Right away I rented a railroad apartment on Perry Street in Greenwich Village and tried to set up some kind of writer’s life, a life I actually liked. My book was published in the spring; I gave readings at some small local colleges, interviews on the radio, went out with a lot of girls, acquired a literary agent I still get Christmas cards from. I had my picture in
Newsweek
, stayed up late almost every night drinking and carousing with the new friends I was making, wrote very little (though I stayed at my desk a lot), met X at the book signing on Spring Street and took an advance from my publisher to write a novel I claimed to have an idea for, but had no interest in at all, nor any idea in the world what I could write about.
In the fall of 1969, X and I began to spend a great deal of time together. I took my first trip to the Huron Mountain Club and to the cushy golf clubs her father had memberships in. I found out she was not ungainly or too earnest at all, but was actually a wonderful, unusual, challenging girl (she was still modeling and making plenty of money). We got married in February of 1970, and I began doing some magazine assignments to deflect the agony of writing my novel, which was entitled
Tangier
, and took place in Tangier—where I had never been, but assumed was like Mexico. The first line of
Tangier
was, “Autumn came later that year to the rif of the Low Atlas, and Carson was having an embarrassing time staying publicly sober.” It was about a Marine who had deserted the war and wandered across the edges of continents in search of his sense of history, and was told in the first person and also mostly in flashbacks. It sits in my drawer in a closet under a lot of old life-insurance forms and catalogs to this very moment.
In the spring, my book was still in some book stores because a New York reviewer had said, “Mr. Bascombe is a writer who could turn out to be interesting.” The movie producer decided he could “see a movie” in my stories, and paid me the rest of the money he owed me (though one was never made). I began churning out more work on
Tangier
, which everybody including me thought I should write. Ralph began to be on the way. X and I were having a fine time going to ball games at Yankee Stadium, driving to Montauk, taking in movies and plays. And suddenly one morning I woke up, stood at the window from which I could see a slice of the Hudson, and recognized that I had to get out of New York immediately.

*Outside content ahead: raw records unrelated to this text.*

PR #12324, opened 2018-10-04
removing 3.10 references

kalexand-rh:
@openshift/team-documentation, Vikram asked me to look through master and see what references to 3.10 should be removed in 3.11. Will you PTAL and see if you agree with these changes?


kalexand-rh:
@vikram-redhat approved this change via email.

PR #12325, opened 2018-10-04
removing 3.10 image references

kalexand-rh:


bmcelvee:
@gabemontero this PR is updating the Jenkins files - PTAL

Thanks!

gabemontero:
Hmmm ... even though the images are deprecated, they still exist ... they just are not longer supported

@bparees is my understanding correct ^^ ?

If so, I don't think we want this update

bparees:
> @bparees is my understanding correct ^^ ?

your understanding is correct (they are deprecated, the images still exist) but i don't see a problem w/ removing the documentation from the 3.11+ version of the docs.

kalexand-rh:
@bparees, are you ok with the proposed change, or would you like to use different language in 3.11?

bparees:
@kalexand-rh it's fine for 3.11.

kalexand-rh:
Thanks @bparees! Merging.

gabemontero:
ok ... i suppose we can always add something back if we get a ton of questions, etc.

PR #12346, opened 2018-10-05
bug 1583029 adding Azure to cloud provider list

kalexand-rh:
https://bugzilla.redhat.com/show_bug.cgi?id=1583029

@jianlinliu, PTAL?

### DIFF
--- a/install_config/cfme/index.adoc
+++ b/install_config/cfme/index.adoc
@@ -75,7 +75,8 @@ following storage class options to back your PVs:
 |NFS somewhere else, like a storage appliance
 
 |Cloud Provider
-|Use automatic storage provisioning from your cloud provider (GCE or AWS)
+|Use automatic storage provisioning from your cloud provider (Google Cloud
+Engine, Amazon Web Services, or Microsoft Azure)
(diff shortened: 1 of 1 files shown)


gpei:
Per https://github.com/openshift/openshift-ansible/blob/master/roles/openshift_management/tasks/validate.yml#L58 , I think it's ok for me

gpei:
After checking the original bug, I just found it was report for ocp-3.9, but in 3.9
https://github.com/openshift/openshift-ansible/blob/release-3.9/roles/openshift_management/tasks/validate.yml#L58
we only support 'aws' and 'gce' as working providers

Azure support for management storage class was added since openshift-ansible-3.10.0-0.22.0
https://github.com/openshift/openshift-ansible/commit/876f5f00d21f88ab73257797a999148d2b643d25

kalexand-rh:
Thank you @gpei! I cloned the bug and resubmitted it as an RFE to get the feature into 3.9. I'm going to merge this change and CP to 3.10 and 3.11 since it's a docs bug in those versions.

PR #12357, opened 2018-10-08
Removing Docker references 

kalexand-rh:


kalexand-rh:
@vikram-redhat, @smarterclayton, PTAL

_topic_map.yml
```diff
@@ -283,7 +283,7 @@ Topics:
 - Name: Disconnected installation
   File: disconnected_install
   Distros: openshift-enterprise
-- Name: InInstalling a stand-alone deployment of OpenShift container registry
+- Name: InInstalling a stand-alone deployment of OpenShift container image registry
```
vikram-redhat: Looks like a long standing typo :)

vikram-redhat:
@kalexand-rh I am happy with it. If you don't hear from anyone else, go ahead and merge for 3.11 release and close the originating PR.

_topic_map.yml
kalexand-rh: Luckily it's just in 3.11, so this PR will cover it. :)

PR #12371, opened 2018-10-09
"oc volume" command is renamed to "oc set volume" command

nekop:
`oc volume` is removed in 3.11.


ahardin-rh:
@nekop Thank you!

PR #12374, opened 2018-10-09
Fix etcd scaleup playbook location

aerdei:


kalexand-rh:
That's the right location: https://github.com/openshift/openshift-ansible/tree/release-3.9/playbooks/openshift-etcd

PR #12375, opened 2018-10-09
Update basic audit log example

aerdei:
When auditConfig is enabled, the logs found in /var/log/audit-ocp.log are different from the ones found in the docs examples. The same scenario was recreated to get the same results with the new log messages.

### DIFF
--- a/install_config/master_node_configuration.adoc
+++ b/install_config/master_node_configuration.adoc
@@ -1133,8 +1133,8 @@ Each audit log contains two entries:
 Example output for user *admin* asking for a list of pods:
 
 ----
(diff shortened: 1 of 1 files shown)


kalexand-rh:
@vikram-redhat?

mburke5678:
@aerdei LGTM. What versions of OpenShiftis this for?

aerdei:
@mburke5678 tested with openshift v3.9.43

soltysh:
That's not quite right, see https://bugzilla.redhat.com/show_bug.cgi?id=1639607 the output became configurable by accident. We need to update the docs about that, not changing the sample output.

Issue #12227, opened 2018-09-28
Edit suggested in file install_config/master_node_configuration.adoc


mhutter:
### Which section(s) is the issue in?

"Node Configuration Files".

### What needs fixing?

"Example 1" incorrectly states that `iptablesSyncPeriod` defaults to `5s`. This was changed back in 3.3 to `30s`: https://bugzilla.redhat.com/show_bug.cgi?id=1367199

### Affected

probably affects all versions and variants back to 3.3

PR #17093, opened 2019-10-07
Fix incorrect default value for iptablesSyncPeriod

mhutter:
I know 3.9 is EOL soon, but we still have some clusters that use it and this now bit me repeatedly 🙈 

Relates: #12227

### DIFF
--- a/install_config/master_node_configuration.adoc
+++ b/install_config/master_node_configuration.adoc
@@ -1449,7 +1449,7 @@ dockerConfig:
 imageConfig:
   format: openshift/origin-${component}:${version}
   latest: false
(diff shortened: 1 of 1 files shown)


jboxman:
@weliang1, can you confirm this change for OCP 3.9 (and earlier)?

mhutter:
@jboxman this was changed back in 3.3: https://bugzilla.redhat.com/show_bug.cgi?id=1367199#c9

jboxman:
@vikram-redhat, did we stop builds for 3.10 and below? If so, this is no longer fixable.

vikram-redhat:
Yeah 3.10 and below won't be fixed.

PR #17094, opened 2019-10-07
enterprise-3.11/3.10: Clean up node-config documentation

mhutter:
Remove duplications.

Relates: #12227

### DIFF
--- a/admin_guide/manage_nodes.adoc
+++ b/admin_guide/manage_nodes.adoc
@@ -500,7 +500,6 @@ To make configuration changes to an existing node, edit the appropriate configur
 watches for changes in the configuration maps. During installation, the sync pods are created by using _sync Daemonsets_,
 and a *_/etc/origin/node/node-config.yaml_* file, where the node configuration parameters reside, is added to each node. When a sync pod
 detects configuration map change, it updates the *_node-config.yaml_* on all nodes in that node group and restarts the appropriate nodes.
-// end::node-configmap[]
 
 ----
 $ oc get cm -n openshift-node
@@ -513,6 +512,7 @@ node-config-master-infra   1         1d
 ----
 
 .Sample configuration map for the *node-config-compute* group
+[source,yaml]
 ----
 apiVersion: v1
 authConfig:      <1>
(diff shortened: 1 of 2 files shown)


vikram-redhat:
@mburke5678 PTAL. 

This probably needs to go into master-3 first.

mhutter:
Ah, missed that. Ping me if I should reopen a PR against `master-3`

admin_guide/manage_nodes.adoc
```diff
@@ -537,6 +537,8 @@ node-config-master-infra   1         1d
 ----
 
 .Sample configuration map for the *node-config-compute* group
+====
```
mburke5678: @mhutter We have been removing the `====` around code examples for some time. Adding these here would be the only place in the file that has them. Unless you have a specific reason for adding `====` that I am not aware of.

admin_guide/manage_nodes.adoc
```diff
@@ -595,10 +597,7 @@ volumeConfig:
   localQuota:
     perFSGroup: null    <8>
 volumeDirectory: /var/lib/origin/openshift.local.volumes
-
-Events:  <none>
```
mburke5678: @mhutter Why remove the `Events:  <none>`? Is that not in the ConfigMap?

install_config/master_node_configuration.adoc
```diff
@@ -1442,68 +1442,6 @@ To modify a node in your cluster, update the xref:../admin_guide/manage_nodes.ad
 Do not manually edit the `node-config.yaml` file.
 ====
 
-////
```
mburke5678: @mhutter What if instead of just removing the `node-config.yaml` we replace it with a sample node ConfigMap from https://docs.openshift.com/container-platform/3.11/admin_guide/manage_nodes.html#modifying-nodes?

See https://github.com/openshift/openshift-docs/pull/17158

admin_guide/manage_nodes.adoc
mhutter: No, it is not. It's part of the output of an `oc describe ...` command.

admin_guide/manage_nodes.adoc
mhutter: Ah, no I have not :)

install_config/master_node_configuration.adoc
mhutter: Would work as well, as long as the duplication is eliminated (so now only one example can get outdated :) )

mburke5678: @mhutter Please take a look at my PR. https://github.com/openshift/openshift-docs/pull/17158

If you do not have time, I can merge this PR for you.

mburke5678:
@mhutter I can merge this one if you can squash the commits. If not, I can merge mine.

mhutter:
Rebased onto current `master-3` and squashed commits

PR #17095, opened 2019-10-07
Note about phase/conditions being "best guess"

ousleyp:
Based on @alexxa's recommendation, I'm adding a note back into the CNV upgrade docs that I had written and subsequently removed before merging PR #16791.

Cherrypick to enterprise-4.2 only, thanks!

cc @kalexand-rh

### DIFF
--- a/modules/cnv-monitoring-upgrade-status.adoc
+++ b/modules/cnv-monitoring-upgrade-status.adoc
@@ -6,7 +6,14 @@
 = Monitoring upgrade status
 
 The best way to monitor {CNVProductName} upgrade status is to watch the
-ClusterServiceVersion (CSV) `PHASE`.
+ClusterServiceVersion (CSV) `PHASE`. You can also monitor the CSV conditions
+in the web console or by running the command provided here.
++
+[NOTE]
+====
+The `PHASE` and conditions values are approximations that are based on
+available information.
+====
 
 .Prerequisites
 
@@ -30,7 +37,7 @@ VERSION  REPLACES                                        PHASE
 ----
 
 . Optional: Monitor the aggregated status of all {CNVProductName} component
-`Conditions` by running the following command:
+conditions by running the following command:
 +
 ----
 $ oc get hco -n openshift-cnv hyperconverged-cluster \


modules/cnv-monitoring-upgrade-status.adoc
```diff
@@ -6,7 +6,15 @@
 = Monitoring upgrade status
 
 The best way to monitor {CNVProductName} upgrade status is to watch the
-ClusterServiceVersion (CSV) `PHASE`.
+ClusterServiceVersion (CSV) `PHASE`. You can also monitor the CSV `Conditions`
+in the web console or by running the command provided here.
++
+[NOTE]
+====
+`PHASE` and `Conditions` both represent the system's best guess based on
```
kalexand-rh: I'm objecting to the note mainly because the system can't guess.

> Do not attribute human characteristics to inanimate objects, which are incapable of human
behavior and emotions.

I'd probably say "The `PHASE` and `Conditions` values are approximations that are based on available information."

Please add the heading values at line 50.

alexxa: There is no heading values. That command on lines 44-45 parses a big yaml where all data are in rows, and prints out status, type and message in a summary like table.

kalexand-rh: If they're not labeled as `Conditions` in the output, then remove the backticks and uppercase format. I think it's clear enough from the context what the conditions are, but if it's not a specific parameter, don't format it like one.

alexxa: Just to be sure, it's clear... `Conditions` is a specific parameter in that parsed yaml file, which is also displayed in UI view. It's just with that command we don't print it names of parameters, but their values only:

```
[root@cnv-qe-03 ~]# oc describe hco -n openshift-cnv hyperconverged-cluster | grep -A 5 -B 5 Condition
  Generation:          1
  Resource Version:    125110
  Self Link:           /apis/hco.kubevirt.io/v1alpha1/namespaces/openshift-cnv/hyperconvergeds/hyperconverged-cluster
  UID:                 d30eec8a-e9cd-11e9-b923-525400d67956
Status:
  Conditions:
    Last Heartbeat Time:   2019-10-08T13:23:18Z
    Last Transition Time:  2019-10-08T13:16:23Z
    Message:               Reconcile completed successfully
    Reason:                ReconcileCompleted
    Status:                True

``` 
Screenshot from 2019-10-07 13-37-09

kalexand-rh: ... then I think it's a bug and that the parameter labels should be printed in the output.

alexxa: it seems I fail to explain myself =)
it's a command (line 44-45) which says print me `{.type}{"\t"}{.status}{"\t"}{.message}` values only, no those labels or that it belongs to `{range .status.conditions[*]}`, in a table view, instead of many lines for each CNV component.

alexxa: anyway, I just wanted to be clear, that Conditions label exists. I'm fine if that note will not capitalize it or backtick

kalexand-rh: Thank you! That is clearer. I'm glad that you're fine with removing the styling from the conditions because I still think that's the best thing to do for now.

ousleyp: Thanks for the discussion, @kalexand-rh and @alexxa. I rephrased it as suggested and removed the "conditions" styling in a few places. 

@rthallisey Let me know if you have any concerns before we merge. Thanks!

PR #17114, opened 2019-10-08
removing semantic versioning

kalexand-rh:
Per https://github.com/openshift/installer/pull/2442/files

@wking, will you please +1 this change for 4.1 and 4.2?


wking (approved):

When I think about it now, I’m not sure why we didn’t just move into a larger apartment. If you were to ask X she would tell you it wasn’t her idea. Yet something in me just suddenly longed for it. I felt at the time that going into things with a sense of certainty and confidence was everything. And that morning I woke up with the feeling my passport to New York had been invalidated and I had insurmountable wisdom as to the ways of the world; a feeling that we had to get out of town pronto so that my work could flourish in a place where I knew no one and no one knew me and I could perfect my important writer’s anonymity.
Faced with this, X put in a vote for Lime Rock, Connecticut, up the Housatonic, where we had taken drives. But I couldn’t have been more fearful of that indecisive Judas country. Its minor mountains and sad Shetland-sweater, Volvo-wagon enclaves spoke to me only of despair and deceit, sarcasm and overweening informalities—no real place for a real writer; only for second-rate editors and agents of textbook writers, was my judgment.
For lack of a better idea I cast my vote for New Jersey: a plain, unprepossessing and unexpectant landscape, I thought, and correctly. And for Haddam with its hilly and shady seminary niceness (I’d seen an ad in the
Times
, making it sound like an undiscovered Woodstock, Vermont), where I could invest my movie money in a sound house (I wasn’t wrong), and where there was a mix of people (there was), and where a fellow might sit down with good hope and do a serious piece of work himself (I wasn’t right there, but couldn’t have known it).
X did not think it was worth a hard stand about Connecticut, and in the fall of 1970 we bought the house I now live alone in. X had quit her job to get ready for Ralph. I moved with renewed enthusiasm up to an “office” on the third floor—the part I now rent to Mr. Bosobolo—and set about trying to invent some more serious writing habits and a good attitude toward my novel, which I’d let drift over the summer. In a few months we fell in with a younger group of people (some of whom were writers and editors), began attending rounds of cocktail parties, took walks along the nearby Delaware, went to literary events in Gotham, attended plays in Bucks County, took drives in the country, stayed home evenings to read, were looked upon as a couple who were a little exceptional (I was just twenty-five), and generally felt fine about our lives and the choices we had made. I gave a talk entitled “The Making of a Writer” at the library and to the Rotarians in a neighboring town; wrote a piece in a local magazine about “Why I Live Where I Live,” in which I talked about the need to find a place to work that is in most ways “neutral.” I worked on an original screenplay for the producer who’d bought my book, and wrote several large magazine pieces—one about a famous center fielder from the old Sally League, who later became a petroleum baron and spent some time in prison for bank fraud, had several wives, but as a parolee went back to his arid West Texas home of Pumpville and built a therapeutic swimming pool for brain-damaged children and even brought Mexicans up for treatment. A year somehow managed to go by. Then I simply stopped writing.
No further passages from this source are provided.